Уже тогда она привыкала приноравливаться к жизни и привычкам деверя, видя в нем будущего русского единовластного государя. Впрочем, только слепой не увидал бы, к чему дело идет!
Меж тем муж, Иван Алексеевич, болел да болел. Ну а Прасковья… Прасковья рожала да рожала. Каждый год она приносила по дочери: вслед за Марией Феодосия, потом Катерина, вслед за ней Анна, а за Анной — Прасковья. Каждый раз восприемниками от купели бывали Петр и Татьяна Михайловна. Правда, к тому времени отношения меж тетушкой и племянником несколько охладели (Петр никому не прощал даже попытки заступничества за Софью, а Татьяна такие попытки не раз делала), Прасковья с удовольствием сменила бы крестную мать, однако тут уперся муж. Прасковья его пожалела и не стала спорить.
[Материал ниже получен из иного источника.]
PR #2404, opened 2021-09-29
[CAS-1307] Do not show shimmer if we have some channels already

ogkuzmin:
### 🎯 Goal

Alternative solution for #2388 

### 🛠 Implementation details

Do not show loading view if we have already some channels in state of VM

### ☑️ Checklist

- [x] Reviewers added

### DIFF
--- a/stream-chat-android-offline/src/main/java/io/getstream/chat/android/offline/ChatDomainImpl.kt
+++ b/stream-chat-android-offline/src/main/java/io/getstream/chat/android/offline/ChatDomainImpl.kt
@@ -640,7 +640,7 @@ internal class ChatDomainImpl internal constructor(
             .take(3)
         for (queryChannelController in queriesToRetry) {
             val pagination = QueryChannelsPaginationRequest(
-                QuerySort<Channel>(),
+                QuerySort(),
                 INITIAL_CHANNEL_OFFSET,
                 CHANNEL_LIMIT,
                 MESSAGE_LIMIT,
@@ -648,7 +648,7 @@ internal class ChatDomainImpl internal constructor(
             )
             val response = queryChannelController.runQueryOnline(pagination)
             if (response.isSuccess) {
-                queryChannelController.updateOnlineChannels(response.data(), pagination.isFirstPage)
+                queryChannelController.updateOnlineChannels(response.data(), true)
                 updatedChannelIds.addAll(response.data().map { it.cid })
             }
         }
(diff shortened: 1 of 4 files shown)


stream-chat-android-offline/src/main/java/io/getstream/chat/android/offline/ChatDomainImpl.kt
```diff
@@ -640,15 +640,15 @@ internal class ChatDomainImpl internal constructor(
...
+                QuerySort(),
                 INITIAL_CHANNEL_OFFSET,
                 CHANNEL_LIMIT,
                 MESSAGE_LIMIT,
                 MEMBER_LIMIT
             )
             val response = queryChannelController.runQueryOnline(pagination)
             if (response.isSuccess) {
-                queryChannelController.updateOnlineChannels(response.data(), pagination.isFirstPage)
+                queryChannelController.updateOnlineChannels(response.data(), true)
```
leandroBorgesFerreira, line 651: the `true` doesn't make difference, but I believe it makes it more obvious.

stream-chat-android-offline/src/main/java/io/getstream/chat/android/offline/querychannels/QueryChannelsController.kt
```diff
@@ -306,14 +306,14 @@ public class QueryChannelsController internal constructor(
...
      *
      * @param channels The list of channels to update.
-     * @param isFirstPage If it's the first page we set/replace the list of results. if it's not the first page we add to the list.
+     * @param isFirstOnlinePage If it's the first page we set/replace the list of results. if it's not the first page we add to the list.
      *
      */
     internal suspend fun updateOnlineChannels(
         channels: List<Channel>,
-        isFirstPage: Boolean,
+        isFirstOnlinePage: Boolean,
```
leandroBorgesFerreira, line 314: This is not really the `isFirstPage`, it is actually the first online page... this name makes it easier to understand.

leandroBorgesFerreira (approved):
Good idea to use value of _channels instead of keeping the state in the QUerryChannelsController, in the end _channels already holds the information about `isFirstPage`.

I made changes to the PR, because just using _channels is enough... no need to touch the viewmodels.

stream-chat-android-offline/src/main/java/io/getstream/chat/android/offline/querychannels/QueryChannelsController.kt
leandroBorgesFerreira: I changed my mind, it is already implicit that this is online by the name of the method updateOnlineChannels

Однако она была немного обижена, когда при крещении обоих сыновей Петра (Алексея и Александра) тот не позвал брата в восприемники от купели. Ими стали в первый раз патриарх Иоанн с той же Татьяной Михайловной, во второй — келарь Троице-Сергиевой лавры с царевной Натальей Алексеевной, любимой сестрой Петра.
А впрочем, ни в чем ином обид от деверя она не видала. За Иваном по-прежнему оставался его титул; имя его упоминалось во всех актах государственных; он по-прежнему имел свой двор, своих царедворцев, являлся народу в торжественных случаях в полном порфироносном облачении, участвовал в приемах послов и в церковных празднествах, как и требовал его царский чин.